>>>>>

PR #4080, opened 2026-06-24
feat: context-aware icons for inputs

sxyazi:
This PR adds icons to the input prompts for `create`, `rename`, `shell`, and interactive `cd` actions:

- Better distinguish file types and avoid typos
- For `create` and `cd`, better indicate whether you're creating/cd-ing to a file or a directory
- Respects user-configured file icons instead of hardcoding. If the user has icons disabled, the input won't show any icons either

https://github.com/user-attachments/assets/2dad4071-ce09-4a45-9add-16c2a05a1ee8

### DIFF
--- a/CHANGELOG.md
+++ b/CHANGELOG.md
@@ -18,6 +18,7 @@ The format is based on [Keep a Changelog](https://keepachangelog.com/en/1.1.0/):
 - Bulk create ([#3793])
 - Make help menu a command palette ([#4074])
 - H/M/L Vim-like motion for moving cursor relative to viewport ([#3970])
+- Context-aware icons for inputs ([#4080])
 - Dynamic keymap Lua API ([#4031])
 - New `ui.Input` element ([#4040])
 - Image preview with Überzug++ on Niri ([#3990])
@@ -1763,3 +1764,4 @@ The format is based on [Keep a Changelog](https://keepachangelog.com/en/1.1.0/):
 [#4067]: https://github.com/sxyazi/yazi/pull/4067
 [#4068]: https://github.com/sxyazi/yazi/pull/4068
 [#4074]: https://github.com/sxyazi/yazi/pull/4074
+[#4080]: https://github.com/sxyazi/yazi/pull/4080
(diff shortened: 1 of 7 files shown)


hankertrix:
Would you be open to adding a flag to customise the create behaviour?

In [my plugin](https://github.com/hankertrix/augment-command.yazi#create-create), I reimplement the create command to match the default command as much as possible, but it's not perfect, and with this change not being exposed in the `ya.input` function, there is no way to match this.

What my plugin's version of the create function does is change the default behaviour to create directories by default, unless there is a file extension given, then a file is created. If there is a trailing slash or backslash, it will still be a directory. I'm happy to open a PR to add this behaviour as a flag passed to the create function, maybe something like `--default-dirs` or something (not very sure what to call the flag currently).

sxyazi:
I plan to make it available in some way for `ya.input` to let plugins customize their icon behavior, but not currently sure how to design the API generically enough yet. Do you have any ideas?

hankertrix:
Ah I see. I think the most generic way to implement such a thing is a function call, while providing the default function to use if none is given, or having it be explicit and expose the default function.

But it can also get pretty annoying if plugin developers just want to make a tiny change to the default function, or just add another icon, so I think having that function take a mapping of Lua patterns to the icon, and exposing the default mapping for merging additional icons might also work.

I'm not sure if this is generic enough for most use cases, but this is what I came up with.

sxyazi:
Would you like to open a feature request for adding icon support to `ya.input` where you can propose your solution and we can discuss it further there.

hankertrix:
Okay, sure thing!

neelspoc32:
how do you enable this, i don't see it ? 
I'm on the new version.

image

dw-xdy:
@neelspoc32 Hey, this feature is only available in the nightly version, not in 26.5.6. First, check your Yazi version — could you share the output of yazi --debug (or ya env if you're on nightly)?

neelspoc32:
@dw-xdy ok i see. I don't think i'm on nightly version. Yazi
    Version  : 26.5.6 (Arch Linux 2026-06-15)
    Debug    : false
    Triple   : x86_64-unknown-linux-gnu (linux-x86_64)

PR #1053, opened 2025-07-08
Replace test-with-files with babashka.fs

bplatz:
## Summary
- Replaced test-with-files library with babashka.fs for better maintenance and active support
- Updated all test files to use babashka.fs's `with-temp-dir` macro
- Fixed Path to string conversion issues where needed

## Details
The test-with-files library we were using is a fork that hasn't been actively maintained. This PR switches to babashka.fs which:
- Is actively maintained and widely used in the Clojure community
- Provides the same functionality we need (temporary directory creation)
- Has better documentation and community support

### Changes made:
1. Replaced dependency in deps.edn
2. Updated 7 test files to use `babashka.fs`
3. Changed `with-tmp-dir` to `with-temp-dir` with proper syntax
4. Added string conversion for Path objects where needed
5. Used `:refer` instead of namespace aliases for cleaner code

## Test plan
- [x] Run all tests with `make test`
- [x] Verify all 201 tests pass
- [x] Check that temporary directories are properly cleaned up

### DIFF
--- a/.clj-kondo/config.edn
+++ b/.clj-kondo/config.edn
@@ -1,8 +1,8 @@
-{:source-paths   #{"src"}
+{:source-paths   #{"src" "test"}
  :linters        {:unresolved-symbol {:exclude [(fluree.db.util.core/catch*)
-                                                (test-with-files.tools/with-tmp-dir)
                                                 goog.isObject]}}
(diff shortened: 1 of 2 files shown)


zonotope (approved):
🧀

PR #1056, opened 2025-07-09
Sorted where execution

zonotope:
This patch is the beginning of a query optimization framework by introducing a heuristic to just sort the triples resulting from parsing a single node map by prioritizing triples  with specified subject, predicate, and object values, in that order. This still relies on the user to order their node maps in the most optimal way, but it avoids edge cases where the non-deterministic order of parse results from maps could lead to expensive queries involving full index scans followed by filtering instead of the other way around.

### DIFF
--- a/src/fluree/db/query/exec/where.cljc
+++ b/src/fluree/db/query/exec/where.cljc
@@ -451,14 +451,16 @@
            (nil? p)
            s
            o)
-    (let [f (if o-fn
-              (fn [mch]
-                (and (#{o} (or (get-value mch)
-                               (get-sid mch db)))
-                     (o-fn mch)))
-              (fn [mch]
-                (#{o} (get-value mch))))]
-      [nil f])
+    (let [match-fn (fn [mch]
+                     (when-let [v (or (get-value mch)
+                                      (get-sid mch db))]
+                       (= o v)))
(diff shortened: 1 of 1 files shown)


src/fluree/db/query/optimize.cljc
```diff
@@ -0,0 +1,38 @@
...
+  (if (where/matched-value? cmp-a)
+    (if (where/matched-value? cmp-b)
+      0
+      -1)
+    (if (where/matched-value? cmp-b)
+      1
+      0)))
+
+(def triple-pattern-types
+  #{:tuple :class})
```
dpetran, line 15: Could we do `:id` patterns as well?

zonotope: I went back and forth on it, but I think :id patterns are a special case that don't need to be handled immediately. They'll only show up in a *top level* node map with out any other properties (like `{:id ?s}`). That node only creates a single triple, so nothing will be sorted anyway.

I think when we extend the optimization system, we'll have to handle :id patterns to decide where they should fall in the sorting order, but I feel like we want them to show up last in all cases anyway, even after things like :optional and :union, so I don't think they should be handled with this comparator since we most likely want triple type patterns to appear early on, just after :values and :bind.

PR #1057, opened 2025-07-09
Update documentation and API docstrings

bplatz:
## Summary

This PR updates the project documentation and API docstrings to improve clarity and accuracy:

### API Documentation Updates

<<<<<

> What you are asked to do
Write out every line of the data that holds the word "format".

> Answer
@@ -18,6 +18,7 @@ The format is based on [Keep a Changelog](https://keepachangelog.com/en/1.1.0/):
@@ -1763,3 +1764,4 @@ The format is based on [Keep a Changelog](https://keepachangelog.com/en/1.1.0/):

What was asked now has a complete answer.